Lawmakers in multiple states focused heavily on consumer data privacy and health data privacy this spring, as 10 states bolstered their consumer data protections by enacting new laws.
Three states—Washington, Nevada and Connecticut—led the pack by approving significant new restrictions and requirements for entities that handle consumer health data. Meanwhile, seven additional states—Delaware, Oregon, Iowa, Indiana, Montana, Tennessee and Texas—enacted more general data privacy legislation, and Florida approved a new law banning offshore storage of medical data.
Washington kicked off the busy legislative season in April with the passage of an amended version of the My Health My Data Act (HB 1155).[1] The new law, signed by Gov. Jay Inslee (D) on April 27, is set to impose “sweeping new requirements on the collection, processing, and sale of consumer health data in the state,” according to attorneys Kirk Nahra, Ali Jessani and Samuel Kane, all of whom practice with WilmerHale.[2]
“While we have seen an increased interest in the regulation of health data by the Federal Trade Commission, the My Health My Data Act would represent a novel step towards regulating health data at the state legislative level,” the three attorneys wrote shortly before the bill was signed.
The legislation imposes “robust requirements on the collection, sharing, and sale of consumer health data, including separate affirmative opt-in consent requirements for collection and sharing, as well as a distinct requirement for ‘valid authorization’ of sale” Nahra, Jessani and Kale wrote. Most importantly, the law would be enforceable through a private right of action—potentially exposing regulated businesses to substantial legal exposure for violations.
The Washington legislation expands on the HIPAA framework by “supplementing the limited protections for health data offered by HIPAA,” the attorneys wrote. It employs an expansive definition of “consumer health data,” which covers any “personal information that is linked or reasonably linkable to a consumer and that identifies a consumer’s past, present, or future physical or mental health.”
New Definition Includes Apps
This definition includes not just information like health conditions, treatment history, and medication prescriptions but also, among other things, “[p]recise location information that could reasonably indicate a consumer’s attempt to acquire or receive health services or supplies” or other health-related information “that is derived or extrapolated from nonhealth information,” the three attorneys said. Information subject to HIPAA is exempt.
The consumers protected by the act include both Washington residents and individuals “whose consumer health data is collected in Washington,” and the act was written to encompass health-related websites and apps that go largely unregulated under HIPAA, Nahra, Jessani and Kale wrote.
“The Act provides that regulated entities must obtain separate consents before collecting or sharing a consumer’s health data (unless such collection or sharing is necessary to provide a product or service requested by the consumer). And the Act’s definition of ‘consent’ is a robust one, requiring ‘a clear affirmative act that signifies a consumer’s freely given, specific, informed, opt-in, voluntary, and unambiguous agreement,’” they wrote.
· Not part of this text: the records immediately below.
PR #942, opened 2024-04-11
renamed year select min-width css variable

adoroshk:
### Summary

It has been reported, that the value of the **--terra-clinical-onset-picker-year-select-min-width** variable in fusion theme is can be overridden by the same name variable coming from deprecated **orion-fusion-theme** package, which sometimes appears as dependency in some projects. To avoid that, the variable was renamed to --terra-clinical-onset-picker**-calendar**-year-select-min-width.

### Testing

This change was tested using:

- [ ] WDIO
- [ ] Jest
- [ ] No tests are needed

The new variable being populated instead of the old one:
Screenshot 2024-04-11 at 2 25 27 PM

### Reviews

- [ ] UX review
- [ ] Accessibility review
- [ ] Functional review

### Additional Details

**This PR resolves:**

UXPLATFORM-10364

### DIFF
--- a/packages/terra-clinical-onset-picker/CHANGELOG.md
+++ b/packages/terra-clinical-onset-picker/CHANGELOG.md
@@ -2,6 +2,9 @@
 
 ## Unreleased
 
+* Changed
+  * Renamed year select min-width css variable for the fusion theme to not be overridden by the same name variable coming from deprecated orion-fusion-theme package.
+
 ## 4.39.0 - (April 2, 2024)
 
 * Changed
--- a/packages/terra-clinical-onset-picker/src/OnsetPicker.module.scss
+++ b/packages/terra-clinical-onset-picker/src/OnsetPicker.module.scss
@@ -46,6 +46,6 @@
   }
 
   .year {
-    min-width: var(--terra-clinical-onset-picker-year-select-min-width, 5.5em);
+    min-width: var(--terra-clinical-onset-picker-calendar-year-select-min-width, 5.5em);
   }
 }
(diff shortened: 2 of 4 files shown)


cm9361:
Just a question, why can't they remove the orion-fusion-theme package dependency?

cm9361 (approved):

adoroshk:
> Just a question, why can't they remove the orion-fusion-theme package dependency

Per request in the UXPLATFORM-10364 that would be change in one place, which is preferable to chasing multiple teams and waiting on their release schedule.

cm9361:
> > Just a question, why can't they remove the orion-fusion-theme package dependency
> 
> Per request in the UXPLATFORM-10364 that would be change in one place, which is preferable to chasing multiple teams and waiting on their release schedule.

Understood.  How do we ensure that there are not other conflicts?  I would want to make sure that we are not making a bunch of one-off variable changes to avoid removing an outdated dependency moving forward.

adoroshk:
> > > Just a question, why can't they remove the orion-fusion-theme package dependency
> > 
> > 
> > Per request in the UXPLATFORM-10364 that would be change in one place, which is preferable to chasing multiple teams and waiting on their release schedule.
> 
> Understood. How do we ensure that there are not other conflicts? I would want to make sure that we are not making a bunch of one-off variable changes to avoid removing an outdated dependency moving forward.

In terra the variable is used in [3 files only](https://github.com/search?q=org%3Acerner%20--terra-clinical-onset-picker-year-select-min-width&type=code). Its has been renamed in all 3 cases. I don't expect any complications in this specific case.

JessieRandle (approved):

The legislation also imposes distinct preconditions for the sale of consumer health data, requiring that sales be preceded by a “valid authorization from the relevant consumer” that includes information such as the “specific consumer health data to be sold, the name and contact information of the buyer and seller, the purpose of the sale, and an expiration date for the authorization itself,” the attorneys said.
Finally, the new law is enforceable through a private right of action under the Washington Consumer Protection Act. “The bill’s inclusion of a private right of action greatly increases the compliance risk for regulated entities, as it exposes these companies to lawsuits from individual litigants,” Nahra, Jessani and Kale wrote. “For a rough analogue, companies can look to the impact of the Illinois Biometric Information Privacy Act (BIPA), a biometric privacy law that similarly includes a private right of action and has created massive potential legal exposure for violators.”
Washington State Attorney General Bob Ferguson issued FAQs on the new law on June 30, clarifying the dates its provisions will take effect and elaborating on the definition of “consumer health data.”[3]
The section of the law that prohibits tracking of individuals by geofencing data took effect on July 23, Ferguson said. Regulated entities that are not small businesses must comply with other provisions beginning March 31, 2024, and small businesses must comply beginning June 30, 2024, he said.
Washington officials are taking an expansive view of “consumer health data,” Ferguson said: “Ordinarily, information limited to the purchase of toiletry products would not be considered consumer health data. [But] while information about the purchase of toilet paper or deodorant is not consumer health data, an app that tracks someone’s digestion or perspiration is collecting consumer health data.”